Issue #1183, opened 2022-08-16
Add prettier markdown formatting to CI


cooperlees:
Lets add prettier markdown formatting to either the:
- doc build tox run
- pre-commit ci

Both work for me. Probably pre-commit since we use it already and most of our linting + formatting is there.

PR #1267, opened 2022-11-04
Add mdformat to pre-commit

RobertRosca:
https://github.com/pypa/bandersnatch/issues/1183 suggests adding "prettier" markdown formatter to pre-commit/ci, not sure if that means just any formatter to make markdown prettier or specifically the formatter called [prettier](https://prettier.io/) :stuck_out_tongue: 

This PR:

- Adds the [ExecutableBooks Markdown formatter](https://github.com/executablebooks/mdformat) to pre-commit. I chose this instead of prettier as for the reasons mentioned in the ['Why not use prettier instead?'](https://github.com/executablebooks/mdformat#why-not-use-prettier-instead) section of their readme
- Adds in a separate pre-commit workflow to execute pre-commit. Personally I prefer having these linting checks in a different workflow to the CI one, as this way the CI will still execute even if there are formatting issues, but I don't have a strong preference
- Makes required changes to existing markdown files (found by running `pre-commit run --all`) 

Closes https://github.com/pypa/bandersnatch/issues/1183

### DIFF
--- a/.pre-commit-config.yaml
+++ b/.pre-commit-config.yaml
@@ -1,3 +1,4 @@
+---
 repos:
   - repo: https://github.com/pre-commit/pre-commit-hooks
     rev: v4.3.0
@@ -37,6 +38,14 @@ repos:
     hooks:
       - id: flake8
         additional_dependencies: [flake8-bugbear]
+
+  - repo: https://github.com/executablebooks/mdformat
+    rev: 0.7.16
+    hooks:
+      - id: mdformat
+        additional_dependencies:
+          - mdformat-gfm
+          - mdformat-black
 
 ci:
   autofix_prs: false
--- a/CHANGES.md
+++ b/CHANGES.md
@@ -71,7 +71,7 @@
 - Add bandersnatch command line help to the documentation main page `PR #920` - Thanks **ichard26**
 - Generate data-yanked tag in simple page `PR #931` - Thanks **happyaron**
 - Protect repository metadata from being trashed when disk is full `PR #962` - Thanks **happyaron**
-- Fix tox to used pinned requirements*.txt files for deps - `PR #1011` - Thanks **cooperlees**
+- Fix tox to used pinned requirements\*.txt files for deps - `PR #1011` - Thanks **cooperlees**
 
 ## Documentation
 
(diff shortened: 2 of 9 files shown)


.github/workflows/pre-commit.yml
```diff
@@ -0,0 +1,14 @@
...
+    branches: [main]
+  pull_request:
+
+jobs:
+  pre-commit:
+    runs-on: ubuntu-latest
+    steps:
+    - uses: actions/checkout@v3
+    - uses: actions/setup-python@v3
+    - uses: pre-commit/action@v3.0.0
```
cooperlees, line 14: We already run pre-commit via it's CI offerings. I don't think we need this ?

cooperlees (changes requested):
Pure python and the other noted reasons are great reasons to use this. Thanks for sharing that this exists!

Lets just workout if we can remove the action or remove pre-commit CI - I think we can ...

cooperlees:
It seems mdformat also has [MyST support](https://github.com/executablebooks/mdformat#installing). Should we look into this since we use that render our docs?

.github/workflows/pre-commit.yml
RobertRosca: Aha yes, you're right, I forgot that pre-commit had their own CI integration.

I've dropped the commit that added this file.

RobertRosca:
> It seems mdformat also has [MyST support](https://github.com/executablebooks/mdformat#installing). Should we look into this since we use that render our docs?

I added the myst formatter, ran it, and it made a few minor changes to escape curly braces. One of them was in the docs, changing a fence `::{warning}` to `::\{warning}`, which seemed a bit fishy. I built the docs and that showed some warnings:

```
writing output... [100%] storage_options                                                                                                                                                 
/home/roscar/work/github.com/RobertRosca/bandersnatch/docs/mirror_configuration.md:114: WARNING: Pygments lexer name '\\{warning}' is not known
/home/roscar/work/github.com/RobertRosca/bandersnatch/docs/mirror_configuration.md:165: WARNING: Pygments lexer name '\\{note}' is not known
generating indices... genindex py-modindex done
```

There are some issues (https://github.com/executablebooks/mdformat-myst/issues/13) related to this, and it looks like the escaping is expected behaviour. So I'd recommend not adding this formatter in as it will would always attempt to reformat this fence syntax, causing issues with the docs.

cooperlees (approved):
Awesome then. Thanks for this and digging into everything.

PR #16, opened 2026-08-28
preflight: validate NCCL_IB_GID_INDEX on both nodes; document other-kit setup

AXR-Jim:
Independent reproduction on a second 2×GB10 kit (2026-08-28): decode landed in your published bands (structured 38–62 tok/s, prose 27.1) — but getting to first boot hit three kit-specific walls this PR turns into fast failures / documentation:

1. **Empty GID index kills the worker rank ~60 s in.** On our pair, gid 3 is populated on one node and all-zero on the other; the launch passed every preflight check, then died with `ibv_modify_qp` errno 61 ("No data available") deep in NCCL init. `preflight` now reads the entry on **both** devices and refuses with both GID tables printed, so the fix (pick the `::ffff:<ip>` RoCEv2 index valid on both nodes) is in hand in seconds instead of after a container autopsy.

2. **Per-node NIC vars silently win over generic NCCL env pins.** We first set `NCCL_SOCKET_IFNAME`/`NCCL_IB_HCA` (our devices are `enP2p1s0f1np1`/`roceP2p1s0f1` on *both* nodes) and watched the launcher use your kit's defaults anyway — the per-node `-e` flags come later in the docker args. `.env.example` now says so and shows how to list a kit's devices.

3. **`GPU_MEM_UTIL=0.87` needs ≥105.9 GiB free *after* vLLM's ~9 GiB init.** Nodes carrying resident services miss it by <1 GiB and fail the startup memory check; README notes 0.86/800k as the fitting fallback pair (that's what our kit runs).

No behavior change for your kit — the GID check passes trivially where the index is valid, everything else is comments/docs.

Thanks for the recipe — it took us from your tweet to a serving 800k-context brain in one evening, and these were the only three walls on the way.

https://claude.ai/code/session_01FJapN9zZpWqv2dBDNsJW9A

### DIFF
--- a/.env.example
+++ b/.env.example
@@ -12,10 +12,20 @@ WORKER_IP=10.0.0.2
 
 # Direct CX7 QSFP (spark1 f1 ↔ spark2 f0 on this kit). NCCL cannot use the
 # 10.0.0.x loopback aliases — without these pins ncclCommInitRank hangs.
+# Other kits: names differ (e.g. enP2p1s0f1np1/roceP2p1s0f1 on both nodes of
+# some Spark pairs) — list yours with `ls /sys/class/infiniband` + `ip -br a`.
+# These per-node values are what the containers get; exporting generic
+# NCCL_SOCKET_IFNAME / NCCL_IB_HCA does NOT override them.
 HEAD_CX7_IF=enp1s0f1np1
 WORKER_CX7_IF=enp1s0f0np0
 HEAD_CX7_IB=rocep1s0f1
 WORKER_CX7_IB=rocep1s0f0
+# NCCL_IB_GID_INDEX (default 3) must be a POPULATED entry on BOTH devices —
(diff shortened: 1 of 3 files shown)


MiaAI-Lab:
Reviewed on the recipe 2×GB10 kit (spark1/spark2).

The GID preflight is the right fail-closed check: an empty `NCCL_IB_GID_INDEX` really does pass every existing probe and then die ~60s into NCCL. On this pair gid 3 is populated on both CX7 devices (`::ffff:10.0.22.1` / `::ffff:10.0.22.2`), so the new check passes and does not change launch. Docs on per-node `HEAD_CX7_*`/`WORKER_CX7_*` beating generic `NCCL_SOCKET_IFNAME`/`NCCL_IB_HCA`, and the 0.86/800k memory-fit fallback, match the footguns.

No decode-path change. Merging.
========================
About this task
Quote exactly the lines running from the start of the listing above through the line where "Both work for" is found, and output no other lines.

Response
Issue #1183, opened 2022-08-16
Add prettier markdown formatting to CI


cooperlees:
Lets add prettier markdown formatting to either the:
- doc build tox run
- pre-commit ci

Both work for me. Probably pre-commit since we use it already and most of our linting + formatting is there.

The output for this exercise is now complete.